Assignment>
Each record below should be written out again exactly as given.

─── The data

PR #11227, opened 2026-06-27
feat: Add nonce-based Content Security Policy (CSP) support

insaf021:
Problem:

Dropwizard applications rendering HTML views lack native support for nonce-based Content Security Policy (CSP), making it difficult to securely authorize inline scripts and styles and increasing the risk of XSS attacks.

Solution:

Implemented nonce-based CSP support by adding a request-scoped filter that generates secure nonces, configurable CSP policies, and a thread-safe mechanism to expose the nonce during view rendering. The nonce is available as `${cspNonce}` in FreeMarker templates and `{{{cspNonce}}}` in Mustache templates, with accompanying unit and integration tests.

Result:

Dropwizard applications can now enable nonce-based CSP protection through configuration, allowing templates to safely use dynamic inline scripts and styles while maintaining thread safety.


insaf021:
Gentle Ping

PR #511, opened 2021-05-13
D8UN-521 Add upload restrictions to media on unity sites

ooneill547:
ODSCNI and fiscal commission still had the video media type which I removed - this may need to be removed from the install profile if it won't be used in any unity sites


omahm (approved):
Looks good

PR #512, opened 2021-05-13
D8UN-179 Update Cookie banner on all sites

ooneill547:
There was a small spelling error on Uregni and Fiscal Comm, also in the install profile. ODSC wasn't up to date.


omahm (approved):
LG

PR #516, opened 2021-05-17
D8 un 523

DuttonMa:
Move changes to admin/content view and associated tabs over from NIDirect, move quick transitions into 'Operations' column.


omahm (approved):
LG

ooneill547 (approved):

PR #522, opened 2021-05-19
D8UN-529

soda736:
Adding the word Service to all of the cookie compliance banners


ooneill547 (approved):
This should also be updated in the install profile

PR #524, opened 2021-05-19
D8UN-479 Update attachment field to media entity

ooneill547:
Both publication and consultation content types in the install profile had a attachment field that was a file entity, this has been changed to a media entity


soda736 (commented):
LG

soda736 (approved):

PR #528, opened 2021-05-24
D8 un 541

soda736:
We had image and responsive image styles in both the unity install profile and the unity_image_styles module. I have removed all the custom image styles we have in unity_image_styles from the install profile.


ooneill547 (commented):
Just looking at the config files in the unity_image_styles module, I'm not sure if they should have a uuid?

soda736:
I'm not entirely sure, looking through the install profile, some files have uuids and some don't?

DuttonMa:
I'm afraid that I do think that we need to get rid of all of these uuids in config files

DuttonMa (changes requested):
Please remove uuids

soda736:
I've removed all UUIDs from the unity_image_styles module and the unity install profile.

ooneill547 (approved):

DuttonMa (approved):

PR #530, opened 2021-05-24
D8 un 435

soda736:
Issue https://www.drupal.org/project/eu_cookie_compliance/issues/3189864 in the EU cookie compliance module has been fixed in the dev branch which is stable. I have updated unity to use this branch.
There is code to check to see which filter format to use for the popup text fields. We are using basic_html which isn't in the module logic but it then reverts to the filter_fallback_format which in unitys case was plain_text. I have updated the filter settings to use basic_html as the fallback format.


omahm (approved):
Interesting bug. looks good

DuttonMa (approved):

PR #534, opened 2021-05-27
D8 un 525 favicons

soda736:
Adding favicons for Uregni and Fiscal and amending favicon description file for ODSCNI for when we have a favicon.svg.


DuttonMa (approved):
Good work !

──────

Answer below>
PR #11227, opened 2026-06-27
feat: Add nonce-based Content Security Policy (CSP) support

insaf021:
Problem:

Dropwizard applications rendering HTML views lack native support for nonce-based Content Security Policy (CSP), making it difficult to securely authorize inline scripts and styles and increasing the risk of XSS attacks.

Solution:

Implemented nonce-based CSP support by adding a request-scoped filter that generates secure nonces, configurable CSP policies, and a thread-safe mechanism to expose the nonce during view rendering. The nonce is available as `${cspNonce}` in FreeMarker templates and `{{{cspNonce}}}` in Mustache templates, with accompanying unit and integration tests.

Result:

Dropwizard applications can now enable nonce-based CSP protection through configuration, allowing templates to safely use dynamic inline scripts and styles while maintaining thread safety.


insaf021:
Gentle Ping

PR #511, opened 2021-05-13
D8UN-521 Add upload restrictions to media on unity sites

ooneill547:
ODSCNI and fiscal commission still had the video media type which I removed - this may need to be removed from the install profile if it won't be used in any unity sites


omahm (approved):
Looks good

PR #512, opened 2021-05-13
D8UN-179 Update Cookie banner on all sites

ooneill547:
There was a small spelling error on Uregni and Fiscal Comm, also in the install profile. ODSC wasn't up to date.


omahm (approved):
LG

PR #516, opened 2021-05-17
D8 un 523

DuttonMa:
Move changes to admin/content view and associated tabs over from NIDirect, move quick transitions into 'Operations' column.


omahm (approved):
LG

ooneill547 (approved):

PR #522, opened 2021-05-19
D8UN-529

soda736:
Adding the word Service to all of the cookie compliance banners


ooneill547 (approved):
This should also be updated in the install profile

PR #524, opened 2021-05-19
D8UN-479 Update attachment field to media entity

ooneill547:
Both publication and consultation content types in the install profile had a attachment field that was a file entity, this has been changed to a media entity


soda736 (commented):
LG

soda736 (approved):

PR #528, opened 2021-05-24
D8 un 541

soda736:
We had image and responsive image styles in both the unity install profile and the unity_image_styles module. I have removed all the custom image styles we have in unity_image_styles from the install profile.


ooneill547 (commented):
Just looking at the config files in the unity_image_styles module, I'm not sure if they should have a uuid?

soda736:
I'm not entirely sure, looking through the install profile, some files have uuids and some don't?

DuttonMa:
I'm afraid that I do think that we need to get rid of all of these uuids in config files

DuttonMa (changes requested):
Please remove uuids

soda736:
I've removed all UUIDs from the unity_image_styles module and the unity install profile.

ooneill547 (approved):

DuttonMa (approved):

PR #530, opened 2021-05-24
D8 un 435

soda736:
Issue https://www.drupal.org/project/eu_cookie_compliance/issues/3189864 in the EU cookie compliance module has been fixed in the dev branch which is stable. I have updated unity to use this branch.
There is code to check to see which filter format to use for the popup text fields. We are using basic_html which isn't in the module logic but it then reverts to the filter_fallback_format which in unitys case was plain_text. I have updated the filter settings to use basic_html as the fallback format.


omahm (approved):
Interesting bug. looks good

DuttonMa (approved):

PR #534, opened 2021-05-27
D8 un 525 favicons

soda736:
Adding favicons for Uregni and Fiscal and amending favicon description file for ODSCNI for when we have a favicon.svg.


DuttonMa (approved):
Good work !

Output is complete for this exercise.